== Work order ==
The answer must consist of every line in the records below that contains the string "copy".

== Data to examine ==
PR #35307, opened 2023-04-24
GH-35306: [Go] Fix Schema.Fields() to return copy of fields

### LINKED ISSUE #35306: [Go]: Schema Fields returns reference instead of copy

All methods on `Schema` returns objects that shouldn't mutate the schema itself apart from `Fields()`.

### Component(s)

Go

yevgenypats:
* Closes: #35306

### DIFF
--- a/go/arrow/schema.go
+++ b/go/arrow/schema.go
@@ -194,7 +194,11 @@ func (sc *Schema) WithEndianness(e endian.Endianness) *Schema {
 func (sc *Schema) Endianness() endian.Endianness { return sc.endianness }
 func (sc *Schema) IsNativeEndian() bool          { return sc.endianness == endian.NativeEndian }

== Answer space ==
GH-35306: [Go] Fix Schema.Fields() to return copy of fields
### LINKED ISSUE #35306: [Go]: Schema Fields returns reference instead of copy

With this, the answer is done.